Join us for a brief look into the worlds of Traditional vs Agile testing.
Testers working on Traditional teams
Traditionally testers are only involved right at the end of the SDLC/PDLC value chain. They had no inputs into the writing of the requirements. During development they didn’t have the opportunity to quickly pick up ‘issues’ and have them attended to by the team.
In traditional teams testers morph into some gatekeeping role, protecting the near-stable release. Any changes were scheduled for the next release. Traditional teams are expected to deliver the project scope in it’s entirety. If all features aren’t ready on the ‘go-live’ date the release is usually postponed.
Team members rarely have a say in which features are included in the release and developers tend to specialize in one specific area of the codebase.

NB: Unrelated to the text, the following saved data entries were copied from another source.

PR #534, opened 2023-06-21
reroutes to /login when cookie expires

kickster97:
We currently have two error handlers, one "general", in http.js (standardErrorHandler), and one in datasource.js, for table errors. 
I have added some conditions to make it look smooth, so the datasource error will not trigger if it is a 401.. but im wondering if there is a better way? 
let me know what you think

### DIFF
--- a/static/js/datasource.js
+++ b/static/js/datasource.js
@@ -49,7 +49,8 @@ class DataSource {
     sort_reverse: false,
     name: ''
   }
-  constructor(opts) {
+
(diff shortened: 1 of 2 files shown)


spuun (approved):
Looking at this we can probably rethink and handle stuff better in `HTTP.request` so we don't need that 401 check in `DataSource`, but I'm to busy to figure it out now :)

Let's go with this!

PR #537, opened 2023-06-28
use zstd to compress replication data

carlhoerberg:
Doesn't work as `zstd.cr` currently has no way of flushing data


carlhoerberg:
Replaced with lz4 compression instead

Testers working on Agile teams
Moving from traditional- to Agile testing has one facing short bursts of productivity (Sprints) repeated until the product is ‘done’. Within the boundaries of these Sprints, the entire PDLC/SDLC activity is completed, from analysis, design and coding to testing and post release support, all happening in one team, every day.

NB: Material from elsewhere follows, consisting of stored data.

PR #538, opened 2023-06-28
add timer for recieving closeok, force close socket after a while

kickster97:


src/lavinmq/client/client.cr
```diff
@@ -36,6 +36,7 @@ module LavinMQ
     @last_sent_frame = RoughTime.monotonic
     rate_stats({"send_oct", "recv_oct"})
     DEFAULT_EX = "amq.default"
+    @closeok_timer : Int64
```
carlhoerberg, line 39: set the default value here, and you then don't need to do it in the constructor
```suggestion
    @closeok_timer = 0i64
```

src/lavinmq/client/client.cr
```diff
@@ -58,6 +59,7 @@ module LavinMQ
                         end
       @log = Log.for "client[vhost=#{@vhost.name} address=#{@remote_address}#{connection_name}]"
       @connected_at = RoughTime.unix_ms
+      @closeok_timer = 0
```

Agile teams work closely with business and detailed understanding of business problem areas that require solving. The team may have inputs into prioritizing the work which is a business function.
As Agile methods are incremental, the Agile tester tests the product as each sprint delivers new end-to-end functionality. Fundamentally different to traditional methods, in Agile the whole team delivers a piece of functionality every day or so.

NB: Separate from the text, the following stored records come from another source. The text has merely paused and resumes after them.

PR #539, opened 2023-06-29
Create pull_request_template.md

kickster97:
Adds a pull request template to help organize the commit history

### DIFF
--- a/.github/pull_request_template.md
+++ b/.github/pull_request_template.md
@@ -1,0 +1,8 @@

Programmers never gets ahead of testers, as within the confines of the Sprint all team members are required to assist with testing.
“In Agile, quality is a team sport!”
In Agile, the whole team is responsible for quality whereas in traditional methods it was only testers that were accountable for software quality. Agile team members start thinking about test cases the moment the customer makes known the requirements. Developers code the tests before the actual coding starts and test analysts extend the testing harnesses, all before the code has been completed that implement the user story.